Action item:
Which lines run from the one containing "36degrees, line 7: Minor" through the end of the material? Reproduce them exactly.
====== Entries supplied ======
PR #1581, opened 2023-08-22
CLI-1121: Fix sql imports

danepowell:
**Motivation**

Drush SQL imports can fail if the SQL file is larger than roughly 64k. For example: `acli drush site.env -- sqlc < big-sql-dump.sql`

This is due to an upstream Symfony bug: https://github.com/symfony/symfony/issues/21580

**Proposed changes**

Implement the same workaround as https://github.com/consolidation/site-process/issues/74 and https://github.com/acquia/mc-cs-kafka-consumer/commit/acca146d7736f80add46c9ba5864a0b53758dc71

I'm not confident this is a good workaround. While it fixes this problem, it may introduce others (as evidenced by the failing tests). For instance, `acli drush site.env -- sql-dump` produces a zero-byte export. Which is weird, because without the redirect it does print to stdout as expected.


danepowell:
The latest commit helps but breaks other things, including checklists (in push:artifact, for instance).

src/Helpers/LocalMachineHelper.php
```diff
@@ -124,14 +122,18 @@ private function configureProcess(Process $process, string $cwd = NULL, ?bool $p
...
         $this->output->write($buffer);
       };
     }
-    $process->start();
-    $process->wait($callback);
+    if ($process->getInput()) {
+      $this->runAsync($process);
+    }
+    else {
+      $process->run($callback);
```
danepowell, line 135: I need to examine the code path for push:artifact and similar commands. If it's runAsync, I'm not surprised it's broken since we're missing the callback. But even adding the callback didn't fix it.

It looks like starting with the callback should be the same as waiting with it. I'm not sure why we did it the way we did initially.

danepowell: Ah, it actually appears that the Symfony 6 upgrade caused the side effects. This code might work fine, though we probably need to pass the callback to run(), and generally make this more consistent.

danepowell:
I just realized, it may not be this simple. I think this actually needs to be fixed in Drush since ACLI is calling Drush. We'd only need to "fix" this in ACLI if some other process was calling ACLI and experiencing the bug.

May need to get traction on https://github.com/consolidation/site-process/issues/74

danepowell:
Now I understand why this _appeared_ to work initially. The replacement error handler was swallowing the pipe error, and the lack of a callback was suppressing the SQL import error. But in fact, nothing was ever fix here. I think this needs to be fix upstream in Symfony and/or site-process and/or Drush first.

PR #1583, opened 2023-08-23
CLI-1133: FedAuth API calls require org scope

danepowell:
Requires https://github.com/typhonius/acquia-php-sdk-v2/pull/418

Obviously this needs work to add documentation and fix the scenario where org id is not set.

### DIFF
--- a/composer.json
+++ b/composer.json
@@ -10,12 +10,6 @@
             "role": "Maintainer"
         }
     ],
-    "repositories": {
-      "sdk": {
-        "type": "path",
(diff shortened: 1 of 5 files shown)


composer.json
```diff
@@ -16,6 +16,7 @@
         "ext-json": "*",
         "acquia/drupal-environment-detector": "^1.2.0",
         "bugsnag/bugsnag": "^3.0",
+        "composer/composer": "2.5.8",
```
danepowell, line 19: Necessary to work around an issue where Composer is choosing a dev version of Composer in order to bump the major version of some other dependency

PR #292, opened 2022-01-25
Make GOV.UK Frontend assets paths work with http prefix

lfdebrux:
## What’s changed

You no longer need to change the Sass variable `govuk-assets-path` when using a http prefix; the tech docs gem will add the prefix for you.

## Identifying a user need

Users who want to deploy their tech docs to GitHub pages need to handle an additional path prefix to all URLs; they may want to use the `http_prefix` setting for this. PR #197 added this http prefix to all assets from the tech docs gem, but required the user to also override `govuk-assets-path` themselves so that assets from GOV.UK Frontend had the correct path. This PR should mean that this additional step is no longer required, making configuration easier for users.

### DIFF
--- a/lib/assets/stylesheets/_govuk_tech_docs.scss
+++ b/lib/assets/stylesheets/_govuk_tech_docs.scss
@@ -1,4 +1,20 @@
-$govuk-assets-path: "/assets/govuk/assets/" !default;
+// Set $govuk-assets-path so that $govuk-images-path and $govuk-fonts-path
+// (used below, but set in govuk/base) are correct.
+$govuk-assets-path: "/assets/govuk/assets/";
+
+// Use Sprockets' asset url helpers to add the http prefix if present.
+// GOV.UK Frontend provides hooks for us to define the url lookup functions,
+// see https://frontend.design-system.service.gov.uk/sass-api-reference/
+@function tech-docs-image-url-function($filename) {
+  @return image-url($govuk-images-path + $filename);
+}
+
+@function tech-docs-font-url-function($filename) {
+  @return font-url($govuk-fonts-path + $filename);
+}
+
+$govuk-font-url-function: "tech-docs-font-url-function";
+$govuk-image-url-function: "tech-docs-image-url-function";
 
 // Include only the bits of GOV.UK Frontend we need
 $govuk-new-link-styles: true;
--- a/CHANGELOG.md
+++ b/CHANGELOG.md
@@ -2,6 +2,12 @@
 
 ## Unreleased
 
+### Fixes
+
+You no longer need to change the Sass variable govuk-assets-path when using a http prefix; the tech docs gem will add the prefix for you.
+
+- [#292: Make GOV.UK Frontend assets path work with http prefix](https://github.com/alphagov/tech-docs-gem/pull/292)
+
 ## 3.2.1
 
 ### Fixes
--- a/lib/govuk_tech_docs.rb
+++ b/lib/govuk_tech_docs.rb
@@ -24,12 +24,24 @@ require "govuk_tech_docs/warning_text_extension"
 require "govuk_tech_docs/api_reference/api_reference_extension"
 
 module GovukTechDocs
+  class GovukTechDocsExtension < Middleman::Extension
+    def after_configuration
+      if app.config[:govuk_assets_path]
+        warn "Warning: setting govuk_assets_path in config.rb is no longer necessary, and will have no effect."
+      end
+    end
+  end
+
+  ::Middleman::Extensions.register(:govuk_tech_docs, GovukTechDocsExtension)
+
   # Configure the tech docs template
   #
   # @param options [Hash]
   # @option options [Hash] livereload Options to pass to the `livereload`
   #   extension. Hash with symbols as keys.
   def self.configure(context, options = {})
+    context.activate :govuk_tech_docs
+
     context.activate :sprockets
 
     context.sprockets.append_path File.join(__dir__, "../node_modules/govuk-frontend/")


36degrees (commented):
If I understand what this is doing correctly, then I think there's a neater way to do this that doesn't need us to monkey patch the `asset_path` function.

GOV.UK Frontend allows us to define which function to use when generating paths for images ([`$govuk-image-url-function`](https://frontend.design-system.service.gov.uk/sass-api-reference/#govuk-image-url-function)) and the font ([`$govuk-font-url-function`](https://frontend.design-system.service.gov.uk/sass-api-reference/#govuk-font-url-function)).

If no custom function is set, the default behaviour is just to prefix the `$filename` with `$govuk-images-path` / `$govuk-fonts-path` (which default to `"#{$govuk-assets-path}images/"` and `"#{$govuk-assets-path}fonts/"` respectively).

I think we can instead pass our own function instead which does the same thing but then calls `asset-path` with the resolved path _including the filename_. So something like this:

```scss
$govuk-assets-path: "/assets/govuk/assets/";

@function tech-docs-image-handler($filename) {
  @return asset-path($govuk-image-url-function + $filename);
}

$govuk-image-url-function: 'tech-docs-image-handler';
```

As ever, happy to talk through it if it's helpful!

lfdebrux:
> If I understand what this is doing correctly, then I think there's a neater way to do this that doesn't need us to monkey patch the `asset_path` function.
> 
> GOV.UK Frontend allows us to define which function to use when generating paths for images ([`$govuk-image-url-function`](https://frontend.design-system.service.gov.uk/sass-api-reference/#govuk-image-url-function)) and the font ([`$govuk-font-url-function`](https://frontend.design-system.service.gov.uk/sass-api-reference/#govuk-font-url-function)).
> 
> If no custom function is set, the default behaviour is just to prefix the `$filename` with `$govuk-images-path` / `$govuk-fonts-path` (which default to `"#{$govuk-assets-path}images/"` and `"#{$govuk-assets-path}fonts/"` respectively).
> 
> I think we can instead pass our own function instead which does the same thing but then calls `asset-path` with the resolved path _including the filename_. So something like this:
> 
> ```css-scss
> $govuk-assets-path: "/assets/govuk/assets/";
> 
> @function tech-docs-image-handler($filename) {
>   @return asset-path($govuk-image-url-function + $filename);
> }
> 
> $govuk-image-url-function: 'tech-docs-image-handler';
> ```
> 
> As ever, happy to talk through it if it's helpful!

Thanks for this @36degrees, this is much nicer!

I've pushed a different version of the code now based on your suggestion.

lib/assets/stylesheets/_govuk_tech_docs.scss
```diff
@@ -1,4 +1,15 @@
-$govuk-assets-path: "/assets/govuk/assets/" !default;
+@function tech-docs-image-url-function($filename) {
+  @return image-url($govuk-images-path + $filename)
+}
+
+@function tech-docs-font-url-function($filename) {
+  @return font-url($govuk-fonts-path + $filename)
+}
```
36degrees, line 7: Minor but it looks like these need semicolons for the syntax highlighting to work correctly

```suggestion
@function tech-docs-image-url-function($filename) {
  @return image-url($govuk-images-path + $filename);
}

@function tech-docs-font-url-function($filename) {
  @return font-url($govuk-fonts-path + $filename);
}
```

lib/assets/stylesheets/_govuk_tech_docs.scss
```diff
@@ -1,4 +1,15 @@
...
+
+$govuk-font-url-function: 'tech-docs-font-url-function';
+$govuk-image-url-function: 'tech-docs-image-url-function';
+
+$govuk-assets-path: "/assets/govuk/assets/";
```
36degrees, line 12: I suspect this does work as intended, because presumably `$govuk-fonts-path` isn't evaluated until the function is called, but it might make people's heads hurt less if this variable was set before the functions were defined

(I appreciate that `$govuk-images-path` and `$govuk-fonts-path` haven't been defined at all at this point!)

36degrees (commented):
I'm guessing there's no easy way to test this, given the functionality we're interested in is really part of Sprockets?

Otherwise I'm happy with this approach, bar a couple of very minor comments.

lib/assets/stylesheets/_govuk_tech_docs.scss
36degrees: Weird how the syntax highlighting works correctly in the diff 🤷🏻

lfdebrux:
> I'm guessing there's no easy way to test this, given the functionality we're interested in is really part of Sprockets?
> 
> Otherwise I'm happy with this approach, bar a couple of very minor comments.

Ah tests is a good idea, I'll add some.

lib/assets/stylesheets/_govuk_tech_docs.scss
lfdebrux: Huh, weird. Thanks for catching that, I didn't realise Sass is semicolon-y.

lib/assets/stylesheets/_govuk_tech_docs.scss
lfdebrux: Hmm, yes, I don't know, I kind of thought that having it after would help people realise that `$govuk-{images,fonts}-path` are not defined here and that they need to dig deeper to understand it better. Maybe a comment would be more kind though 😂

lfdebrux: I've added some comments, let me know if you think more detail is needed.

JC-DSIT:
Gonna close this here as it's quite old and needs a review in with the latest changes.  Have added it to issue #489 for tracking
======
Task response:
36degrees, line 7: Minor but it looks like these need semicolons for the syntax highlighting to work correctly

```suggestion
@function tech-docs-image-url-function($filename) {
  @return image-url($govuk-images-path + $filename);
}

@function tech-docs-font-url-function($filename) {
  @return font-url($govuk-fonts-path + $filename);
}
```

lib/assets/stylesheets/_govuk_tech_docs.scss
```diff
@@ -1,4 +1,15 @@
...
+
+$govuk-font-url-function: 'tech-docs-font-url-function';
+$govuk-image-url-function: 'tech-docs-image-url-function';
+
+$govuk-assets-path: "/assets/govuk/assets/";
```
36degrees, line 12: I suspect this does work as intended, because presumably `$govuk-fonts-path` isn't evaluated until the function is called, but it might make people's heads hurt less if this variable was set before the functions were defined

(I appreciate that `$govuk-images-path` and `$govuk-fonts-path` haven't been defined at all at this point!)

36degrees (commented):
I'm guessing there's no easy way to test this, given the functionality we're interested in is really part of Sprockets?

Otherwise I'm happy with this approach, bar a couple of very minor comments.

lib/assets/stylesheets/_govuk_tech_docs.scss
36degrees: Weird how the syntax highlighting works correctly in the diff 🤷🏻

lfdebrux:
> I'm guessing there's no easy way to test this, given the functionality we're interested in is really part of Sprockets?
> 
> Otherwise I'm happy with this approach, bar a couple of very minor comments.

Ah tests is a good idea, I'll add some.

lib/assets/stylesheets/_govuk_tech_docs.scss
lfdebrux: Huh, weird. Thanks for catching that, I didn't realise Sass is semicolon-y.

lib/assets/stylesheets/_govuk_tech_docs.scss
lfdebrux: Hmm, yes, I don't know, I kind of thought that having it after would help people realise that `$govuk-{images,fonts}-path` are not defined here and that they need to dig deeper to understand it better. Maybe a comment would be more kind though 😂

lfdebrux: I've added some comments, let me know if you think more detail is needed.

JC-DSIT:
Gonna close this here as it's quite old and needs a review in with the latest changes.  Have added it to issue #489 for tracking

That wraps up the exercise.